Unfortunately, due to the comma separated structure, all the values would turn into -1.
0 -1
1 -1
2 -1
3 -1
4 -1
..
4950 -1
4951 -1
4952 -1
4953 -1
4954 -1
Name: amount, Length: 4955, dtype: int64
How do I turn the "," values to "." by first removing the "-" values? I tried .drop() or .truncate it does not help. If I replace the str",", " ", it would also cause trouble since there is a non-integer value.
Please help!
Documentation that I came across
-https://stackoverflow.com/questions/21771133/finding-non-numeric-rows-in-dataframe-in-pandas
-https://stackoverflow.com/questions/56315468/replace-comma-and-dot-in-pandas
p.s.
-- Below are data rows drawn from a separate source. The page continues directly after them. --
PR #1132, opened 2026-06-04
feat: wire and document gcp connection feature

d0weinberger:
#### Why this PR? 

- The `dynatrace_gcp_connection` and `dynatrace_gcp_principal` resources existed in the codebase but were not yet registered with the provider, not exportable, had their acceptance tests skipped, and lacked documentation. 
- This PR wires them up end-to-end so users can actually configure GCP connections via service account impersonation. 

#### What has changed? 

- Provider registration: `dynatrace_gcp_principal` and `dynatrace_gcp_connection` resources added to provider.go. 
- Export support: new `GCPConnection` and `GCPPrincipal` resource types in `export/enums.go`, descriptors wired in `resource_descriptor.go`, and `GCPConnection` registered as a dependency of the settings-permissions resource. `documentation/supported-resources.md` adapted to list both.
- Docs: new `templates/resources/gcp_connection.md.tmpl` and `templates/resources/gcp_principal.md.tmpl`
- Examples/tests: new `examples/full-usage-example.tf` (referenced by both resource doc templates) and `testdata/terraform/e2e-test.tf`; previously-skipped acceptance tests (`TestGcpConnection`, `TestAccGcpConnectionAuthenticationFailure`, `TestAccResourceGcpPrincipal`) un-skipped. 
- CI: new `TF_VAR_DT_GCP_TEST_IMPERSONABLE_SERVICE_ACCOUNT` env var added to the integration test job. 

#### **How** does it do it?

  - The resources follow the existing generic-resource and `settings20` registration patterns already used by the AWS/Azure connections.
  - The connection is added as an export dependency of the settings-permissions resource so exported configurations preserve ordering.
  - The `dynatrace_gcp_principal` resource takes no input: it triggers provisioning of the Dynatrace-managed singleton principal and exposes it via the computed `principal` attribute; `update` and `delete` are no-ops.
  - The resource doc templates embed the full-usage example via `tffile` and document the IAM-propagation retry (2-minute default create timeout, adjustable via a `timeouts` block) and the `dynatrace_gcp_principal` grant requirement.

  #### How is it **tested**?

  - Integration/acceptance tests un-skipped: `TestGcpConnection` (now using `api.TestAcc(t)` directly, since its e2e config no longer creates the GCP-side service account itself), `TestAccGcpConnectionAuthenticationFailure`, and
  `TestAccResourceGcpPrincipal`.
[...]

PR #1147, opened 2026-06-15
refactor: GCP principal test output var renaming

d0weinberger:
#### **Why** this PR?
This is a follow-up PR to #1132  to address minor issues.

#### **What** has changed?
The output variable in the GCP principal test has been renamed from `records` to `principal_output`

#### **How** does it do it?
N/A

#### How is it **tested**?
N/A

It doesn't

**Issue:** CA-19464


Kirdock (commented):
We should also update the output name in the service_test

Kirdock (approved):

PR #1196, opened 2026-07-24
test: add filter_segment to SLO test file

d0weinberger:
#### **Why** this PR?
We recently had a bug in `dynatrace_platform_slo` which we would have caught earlier, had we tested the use of the filter segments field for SLOs. See: #1195 

An E2E test example has been extended to make use of filter segments.

#### How is it **tested**?
This is the test.

It doesn't

**Issue:** NOISSUE

### DIFF
--- a/dynatrace/api/slo/testdata/terraform/example-b.tf
+++ b/dynatrace/api/slo/testdata/terraform/example-b.tf
@@ -19,5 +19,17 @@ resource "dynatrace_platform_slo" "#name#" {
       | fieldsAdd sli=(((total[]-failures[])/total[])*(100))
       | fieldsRemove total, failures, tags
     EOT
+
+    filter_segments {
+      filter_segment {
+        id = "segment_1"
+        variables {
+          filter_segment_variable {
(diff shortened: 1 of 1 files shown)


dynatrace/api/slo/testdata/terraform/example-b.tf
```diff
@@ -19,5 +19,17 @@ resource "dynatrace_platform_slo" "#name#" {
       | fieldsAdd sli=(((total[]-failures[])/total[])*(100))
       | fieldsRemove total, failures, tags
     EOT
+
+    filter_segments {
+      filter_segment {
+        id = "segment_1"
```
Kirdock, line 25: So, the SLO endpoint doesn't validate the segment ID as it seems 😅

Kirdock (approved):

dynatrace/api/slo/testdata/terraform/example-b.tf
d0weinberger: Exactly

PR #1213, opened 2026-08-14
feat: support platform credentials for several classic resources

Kirdock:
#### **Why** this PR?
Some resources on config V1 and environment API V1 support OAuth and platform tokens. We should support that.

#### **What** has changed?
Adds OAuth and platform token support for the following resources
- dynatrace_ag_token
- dynatrace_custom_service, dynatrace_custom_service_order
- dynatrace_request_naming, dynatrace_request_namings
- dynatrace_request_attribute

and data sources
- ~~dynatrace_api_token / dynatrace_api_tokens~~ support not added for now
- dynatrace_lambda_agent_version
- dynatrace_request_attribute
- dynatrace_request_naming

#### **How** does it do it?
By making use of the hybrid client but by disabling the environment variable `DYNATRACE_HTTP_OAUTH_PREFERENCE`, so that previous configurations are working as before.

#### How is it **tested**?
New integration tests added that test the affected resources with platform and classic credentials.

They can use platform credentials to manage the mentioned resources

**Issue:** PS-49501

### DIFF
--- a/dynatrace/rest/classic_hybrid_client.go
+++ b/dynatrace/rest/classic_hybrid_client.go
@@ -19,6 +19,8 @@ package rest
 
 import (
 	"context"
+
+	"github.com/dynatrace-oss/terraform-provider-dynatrace/provider/envutils"
 )
 
 // ClassicHybridClient prefers classic over platform requests and doesn't consider the DYNATRACE_HTTP_OAUTH_PREFERENCE env variable.
@@ -53,5 +55,5 @@ func (me *classic_hybrid_client) Delete(ctx context.Context, url string, expecte
 }
 
 func newDisableOAuthPreferenceContext(ctx context.Context) context.Context {
-	return context.WithValue(ctx, "DYNATRACE_HTTP_OAUTH_PREFERENCE", false)
+	return context.WithValue(ctx, envutils.DynatraceHTTPOAuthPreference.Key, false)
 }
--- a/dynatrace/rest/classic_hybrid_client.go
+++ b/dynatrace/rest/classic_hybrid_client.go
@@ -1,0 +1,57 @@
+/**
+* @license
+* Copyright 2026 Dynatrace LLC
+*
+* Licensed under the Apache License, Version 2.0 (the "License");
+* you may not use this file except in compliance with the License.
+* You may obtain a copy of the License at
+*
+*     http://www.apache.org/licenses/LICENSE-2.0
+*
+* Unless required by applicable law or agreed to in writing, software
+* distributed under the License is distributed on an "AS IS" BASIS,
+* WITHOUT WARRANTIES OR CONDITIONS OF ANY KIND, either express or implied.
+* See the License for the specific language governing permissions and
+* limitations under the License.
+ */
+
+package rest
+
+import (
+	"context"
+)
+
+// ClassicHybridClient prefers classic over platform requests and doesn't consider the DYNATRACE_HTTP_OAUTH_PREFERENCE env variable.
+func ClassicHybridClient(clientSet ClientSet) Client {
+	credentials := clientSet.Credentials()
+	return &classic_hybrid_client{client: HybridClient(credentials), credentials: credentials}
+}
+
+type classic_hybrid_client struct {
+	client      Client
+	credentials *Credentials
+}
+
+func (me *classic_hybrid_client) Credentials() *Credentials {
+	return me.credentials
+}
+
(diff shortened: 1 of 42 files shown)


Kirdock:
*Converting to draft. Credentials need to be updated with new scopes

dynatrace/rest/classic_hybrid_client.go
```diff
@@ -0,0 +1,57 @@
...
+func (me *classic_hybrid_client) Put(ctx context.Context, url string, payload any, expectedStatusCodes ...int) Request {
+	return me.client.Put(newDisableOAuthPreferenceContext(ctx), url, payload, expectedStatusCodes...)
+}
+
+func (me *classic_hybrid_client) Delete(ctx context.Context, url string, expectedStatusCodes ...int) Request {
+	return me.client.Delete(newDisableOAuthPreferenceContext(ctx), url, expectedStatusCodes...)
+}
+
+func newDisableOAuthPreferenceContext(ctx context.Context) context.Context {
+	return context.WithValue(ctx, "DYNATRACE_HTTP_OAUTH_PREFERENCE", false)
```
d0weinberger: 1. I would use `envutils.DynatraceHTTPOAuthPreference.Key`  instead of the hardcoded string and 2. I would combine this helper with `NewPreferOAuthContext` in `hybrid_client` to one helper which gets provided a boolean var and sets http oauth preference accordingly

dynatrace/settings/service_options.go
```diff
@@ -25,26 +25,27 @@ import (
...
+	CreateConfirm    int
+	OnChanged        func(context.Context, rest.Client, string, T) error
+	OnBeforeUpdate   func(id string, v T) error
+	HasNoValidator   bool
+	Name             func(id string, v T) (string, error)
+	HijackOnCreate   func(ctx context.Context, err error, service RService[T], v T) (*api.Stub, error)
+	Lock             func()
+	Unlock           func()
+	Duplicates       func(ctx context.Context, service RService[T], v T) (*api.Stub, error)
+	UseClassicHybrid bool // Whether to use classic hybrid client for this service. If false, the default ApiTokenClient will be used.
```
d0weinberger: This is only needed to differentiate in `NewAPITokenService` whether an APITokenClient or a ClassicHybridClient should be used. 

I think the cleaner change would be to remove this `UseClassicHybrid` flag again and offer a `NewClassicHybridService` func in `default_service.go`

dynatrace/settings/default_service.go
```diff
@@ -33,7 +33,13 @@ import (
 var ExportRunning = false
 
 func NewAPITokenService[T Settings](clientSet rest.ClientSet, schemaID string, options *ServiceOptions[T]) (CRUDService[T], error) {
```
d0weinberger, line 35: Suggestion:


```suggestion
func NewAPITokenService[T Settings](clientSet rest.ClientSet, schemaID string, options *ServiceOptions[T]) (CRUDService[T], error) {
	return NewServiceWithClient(rest.APITokenClient(clientSet.Credentials()), schemaID, options)
}

func NewClassicHybridService[T Settings](clientSet rest.ClientSet, schemaID string, options *ServiceOptions[T]) (CRUDService[T], error) {
	return NewServiceWithClient(rest.ClassicHybridClient(clientSet), schemaID, options)
}

func NewServiceWithClient[T Settings](client rest.Client, schemaID string, options *ServiceOptions[T]) (CRUDService[T], error) {
	return &defaultService[T]{schemaID: schemaID, client: client, options: options}, nil
}
```

because then you can get rid of `options.UseClassicHybrid` and in `requestnaming.Service` you could potentially reuse the client, e.g.

```
client := rest.ClassicHybridClient(clientSet)

svc, err := settings.NewServiceWithClient(
	client,
	SchemaID,
	settings.DefaultServiceOptions[*requestnaming.RequestNaming](BasePath),
)
if err != nil {
	return nil, err
}

return &service{service: svc, client: client}, nil
```

dynatrace/settings/service_options.go
Kirdock: ~~But this would remove all the logic that we have in the API token service, which I want to prevent.~~
nvm, got the intention with the example below 👍

dynatrace/rest/classic_hybrid_client.go
Kirdock: Theoretically, it's mixing two different things here (env variables and context keys; but it's against the separation of concerns), but I get the point.
Adjusted for all (also old) usages

d0weinberger (approved):

PR #1215, opened 2026-08-14
feat(rest): add package for Workload Identity Federation tokens

d0weinberger:
#### **Why** this PR?

Preparing WIF support

#### **What** has changed?
Added`rest/wif` package containing:
- `jwt` for extracting the expiry from a token
- `config` defines a config containig WIF vendor, audience, and optionally a pre-minted token for debugging purposes.
- `validate` for validating a config
- `minter` for defining a minter interface and as entry point for creating minters for different vendors
- `github` implements the OIDC token minter for GitHub
- `token_source` mints tokens on demand, handles expiry
- `cache` caches token sources. Necessary, since every `platform_request` creates its own platform client, but we do not want to create a new token source every time this happens.
- `errors` containing `ConfigError` marking errors the user can only fix by changing the provider config.

#### **How** does it do it?
- Added two new entries in `env_vars.go` for GitHub Action-provided vars`ActionsIDTokenRequestURL` and `ActionsIDTokenRequestToken`
- `TokenSource` extends `oauth2.TokenSource` with `Replace(rejected string) (*oauth2.Token, error)`, so a caller that has a token turned down can ask for a different one.
- No existing behaviour is touched - apart from `env_vars.go` all the files in the diff are new.
- Sources are cached per `Config.CacheKey()` (vendor + audience) for the life of the process, since a platform client is built per request.
- The package deliberately imports neither the surrounding `rest` package nor `http.DefaultTransport`: the first would cycle and would put token-service responses - which are the tokens themselves - into the provider's HTTP logging; the second would let `DYNATRACE_HTTP_INSECURE` disable certificate verification on the call carrying the minting credentials.

#### How is it **tested**?
- unit tests
- Concurrency is tested in `TestTokenSourceMintsOnceForConcurrentCallers` and `TestTokenSourceReplacesOnceForConcurrentRejections` 

- No user-facing change. Nothing imports the package yet, no provider attribute or environment variable is read during a plan or apply, and no existing code path is modified.

**Issue:** PS-49502


dynatrace/rest/wif/http_client.go
```diff
@@ -0,0 +1,87 @@
...
+		},
+	}
+}
+
+// retryTransport is local rather than the provider's RetryTransport because this package must not
+// import the rest package. Requests to a token service are bodyless, so there is nothing to replay.
+type retryTransport struct {
+	base    http.RoundTripper
+	backoff time.Duration
+}
```
Kirdock: Why can't we just reuse our existing retryTransport? The body argument doesn't hold as this is catched in the retry_transport (only replay if set).
I also don't get the "must not import the rest package". If this is a cyclic dependency issue then we can just move it to another package.

I would prefer DRY here. Aligned error handling, logging, etc.

dynatrace/rest/wif/errors.go
```diff
@@ -0,0 +1,29 @@
...
+// ConfigError marks a failure the user can only resolve by changing the provider configuration or
+// the CI job, as opposed to a token service being temporarily unreachable. That distinction is what
+// lets the provider report these while it is being configured rather than on the first request.
+type ConfigError struct {
+	Message string
+}
+
+func (err ConfigError) Error() string {
+	return err.Message
+}
```
Kirdock: Do we have a use case for this one? If we don't make any `errors.As`, there is no need for a different struct compared to a simple `errors.New`.

dynatrace/rest/wif/validate.go
```diff
@@ -0,0 +1,53 @@
...
+
+import (
+	"fmt"
+	"strings"
+)
+
+// Validate reports the configuration problems that can be judged without contacting a token service.
+// Requesting no Workload Identity Federation at all is not one of them: only a caller that requires
+// platform credentials can decide whether its absence is a problem.
+func Validate(config Config) error {
```
Kirdock, line 29: Shouldn't some validation happen on the provider level? Like the vendor that should definitely be handled already in the provider schema, right?

dynatrace/rest/wif/config.go
```diff
@@ -0,0 +1,44 @@
...
+*
+* Unless required by applicable law or agreed to in writing, software
+* distributed under the License is distributed on an "AS IS" BASIS,
+* WITHOUT WARRANTIES OR CONDITIONS OF ANY KIND, either express or implied.
+* See the License for the specific language governing permissions and
+* limitations under the License.
+ */
+
+// This package must not import the surrounding rest package: that would put the responses of a token
+// service into the provider's HTTP logging, and those responses are the tokens themselves.
```
Kirdock: I mean, the logging is only applied when calling the factory "of the core client" with `WithHTTPListener`, right?

dynatrace/rest/wif/cache.go
```diff
@@ -0,0 +1,67 @@
...
+// - the day those clients outlive the request they were built for, it can go.
+var (
+	tokenSourceCacheMutex sync.Mutex
+	tokenSourceCache      = map[string]TokenSource{}
+)
+
+// TokenSourceFor returns the token source for the given configuration, creating it on first use.
+//
+// Callers must not wrap the result in an [oauth2.ReuseTokenSource]: that caches until ten seconds
+// before the token's stated expiry and would override the refresh margin the source keeps.
```
Kirdock, line 42: Is this the reason why `ReuseTokenSource` can't be used? If yes, there would be `ReuseTokenSourceWithExpiry` that would handle it, right?

Kirdock: - wif staticTokenSource (struct + token) could be the oauth2.StaticTokenSource.
- wif tokenSource mutex + token + refreshAt: handled by reuseTokenSource
- wif token (cache, single-flight, etc.): ReuseTokenSourceWithExpiry(nil, mintingSrc, refreshMargin)

With this, we could remove a lot of the implementation in token_source.go, right?

Kirdock: On the other hand, the "Replace" in the token_source.go might be the only thing why the oauth2 lib can't be used, right?
Might be a thing to double-check, if we really need it or if it's supported.

dynatrace/rest/wif/cache.go
```diff
@@ -0,0 +1,67 @@
...
+		return source, nil
+	}
+
+	minter, err := newMinter(config, mintingHTTPClient())
+	if err != nil {
+		// Not cached: a cached one would outlive a fix to the environment.
+		return nil, err
+	}
+
+	source := &tokenSource{mintContext: context.Background(), minter: minter}
```
Kirdock: I assume the context.Background is used here because the one provided at provider config level doesn't last long, right?

dynatrace/rest/wif/minter.go
```diff
@@ -0,0 +1,42 @@
...
+}
+
+// newMinter builds the minter for the configured vendor, without network access, so that missing
+// credentials are reported while the provider is configured rather than on the first request.
+func newMinter(config Config, httpClient *http.Client) (minter, error) {
+	switch config.Vendor {
+	case VendorGitHub:
+		return newGitHubMinter(config.Audience, httpClient)
+	default:
+		return nil, ConfigError{fmt.Sprintf("`%s` is not a supported Workload Identity Federation vendor. The only supported value for `wif_vendor` (`DYNATRACE_WIF_VENDOR`) is `%s`", config.Vendor, VendorGitHub)}
```
Kirdock: So this (and other places) already tells how the provider schema should look like.
I would propose to have a `wif` block instead.
```hcl
wif {
  vendor =...
  // github {...}
}
```

dynatrace/rest/wif/http_client.go
d0weinberger: > also don't get the "must not import the rest package". If this is a cyclic dependency issue then we can just move it to another package.

Yeah, it's going to be a cyclic dependency issue with subsequent changes. I will use the existing retryTransport and move it to a different package, and adapt it a bit.

dynatrace/rest/wif/errors.go
d0weinberger: Fair. I'll get rid of it

dynatrace/rest/wif/config.go
d0weinberger: True, the comment doesn't fit. Removed it

dynatrace/rest/wif/cache.go
d0weinberger: There might be a way, though. I will for now just optimistically add a ctx parameter to the `TokenSourceFor` func and we can later see what to pass. If we don't find anything fitting, it's back to the solution above.

dynatrace/rest/wif/validate.go
d0weinberger: Yes, it will be handled there as well. There still needs to be this validation because export doesn't run the schema validation. There is credentials validation also inlined in `config.go` for other credential types. Here it's just not inlined.

d0weinberger:
https://github.com/dynatrace-oss/terraform-provider-dynatrace/pull/1229

PR #1222, opened 2026-08-19
Retry transient settings requests safely

viasnake:
#### **Why** this PR?

Creating Settings 2.0 objects can fail intermittently under parallel apply.

When API token authentication is used, the provider first sends the request to the classic Settings API. A `400` response indicating that OAuth is required is expected, so the provider retries the request against the Platform Settings endpoint.

Some Platform POST requests terminate with `unexpected EOF` before an HTTP response is received. The transport currently treats this as a hard failure, although a later retry often succeeds.

#### **What** has changed?

- Retry transient `io.EOF`, `io.ErrUnexpectedEOF`, and connection-reset errors.
- Retry these errors automatically for idempotent HTTP methods.
- Explicitly allow retries for Settings 2.0 object POST requests.
- Buffer and replay request bodies across retry attempts.
- Apply the retry-enabled HTTP client to platform-token clients as well as OAuth clients.
- Reuse the same `externalId` during a logical Settings create and its internal retries.
- Preserve the same `externalId` when the generic Settings service falls back from the classic API to the Platform API.

#### **How** does it do it?

`RetryTransport` classifies EOF and connection-reset errors as transient transport failures while excluding timeout errors and unrelated failures.

Non-idempotent requests are not retried by default. The Platform Settings object endpoint explicitly opts in because its create operation is designed to reuse the same `externalId` when replayed.

The request body is buffered before the first attempt so that every retry sends the same payload.

The existing OAuth fallback behavior remains unchanged: the expected classic API `400` causes the generic Settings service to retry using the Platform endpoint.

#### How is it **tested**?

- `go test -tags=unit ./...`
- `go vet -tags=unit ./dynatrace/rest ./dynatrace/api/builtin/generic ./dynatrace/settings/services/settings20`
- `git diff --check`

Unit tests cover transient transport errors, retry limits, context cancellation, non-idempotent request opt-in, and request body replay.

No live Dynatrace acceptance test was run.

Transient connection failures during Settings 2.0 creation can now recover automatically instead of failing immediately.

Normal POST requests remain non-retriable unless they explicitly opt in, reducing the risk of duplicate side effects.

The generated `externalId` is reused within one logical Create operation but is not persisted across separate Terraform runs. This change also does not introduce a provider-wide HTTP timeout.

The `externalId` behavior follows the Settings API’s caller-provided object replacement model:

- [Dynatrace Settings API key concepts](https://docs.dynatrace.com/docs/dynatrace-api/environment-api/settings/key-concepts)
- [POST Settings object](https://docs.dynatrace.com/docs/dynatrace-api/environment-api/settings/objects/post-object)

**Issue:** N/A

### DIFF
--- a/dynatrace/api/builtin/generic/service.go
+++ b/dynatrace/api/builtin/generic/service.go
@@ -31,6 +31,7 @@ import (
 	"github.com/dynatrace-oss/terraform-provider-dynatrace/dynatrace/settings"
 	"github.com/dynatrace-oss/terraform-provider-dynatrace/dynatrace/settings/services/settings20"
 	"github.com/dynatrace-oss/terraform-provider-dynatrace/dynatrace/shutdown"
+	"github.com/google/uuid"
 )
 
 const settingsObjectEndpoint = "/api/v2/settings/objects"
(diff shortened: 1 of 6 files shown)


arthurpitman:
Thank you @viasnake for bringing this serious issue to our attention.

I think, however, we need to fix this at the source (presumably the underlying API), so could I ask you to reach out to [Dynatrace Support](https://support.dynatrace.com/) and work with them to reproduce it?

While I really appreciate the effort you've put in to handling it here, if we can fix the root cause, we actually can avoid the complexity of the retry logic, which would be my preferred option.

viasnake:
Thanks for the feedback. I agree that fixing the root cause would be preferable.
I'll reach out to Dynatrace Support and work with them to reproduce the issue.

This is my first post, please be kind
CodePudding user response:
Sounds like you have a European-style CSV similar to the following. Provide actual sample data as many comments asked for if your format is different:
data.csv
thing;amount
thing1;31
thing2;150,01
thing3;50
thing4;54,4
thing5;1.500,22
To read it, specify the column, decimal and thousands separator as needed:
import pandas as pd
df = pd.read_csv('data.csv',sep=';',decimal=',',thousands='.')
print(df)
Output:
thing amount
0 thing1 31.00
1 thing2 150.01
2 thing3 50.00
3 thing4 54.40
4 thing5 1500.22
CodePudding user response:
Posting as an answer since it contains multi-line code, despite not truly answering your question (yet):
Try using chardet
. pip install chardet
to get the package, then in your import block, add import chardet
.
When importing the file, do something like:
with open("C:/path/to/file.csv", 'r') as f:
data = f.read()
result = chardet.detect(data.encode())
charencode = result['encoding']
# now re-set the handler to the beginning and re-read the file:
f.seek(0, 0)
data = pd.read_csv(f, delimiter=';', encoding=charencode)
Alternatively, for reasons I cannot fathom, passing engine='python'
as a parameter works often. You'd just do
data = pd.read_csv('C:/path/to/file.csv', engine='python')
@Mark Tolonen has a more elegant approach to standardizing the actual data, but my (hacky) way of doing it was to just write a function:
def stripThousands(self, df_column):
df_column.replace(',', '', regex=True, inplace=True)
df_column = df_column.apply(pd.to_numeric, errors='coerce')
return df_column
If you don't care about the entries that are just hyphens, you could use a function like
def screw_hyphens(self, column):
column.replace(['-'], np.nan, inplace=True)
or if np.nan values will be a problem, you can just replace it with column.replace('-', '', inplace=True)
**EDIT: there was a typo in the block outlining the usage of chardet
. it should be correct now (previously the end of the last line was encoding=charenc)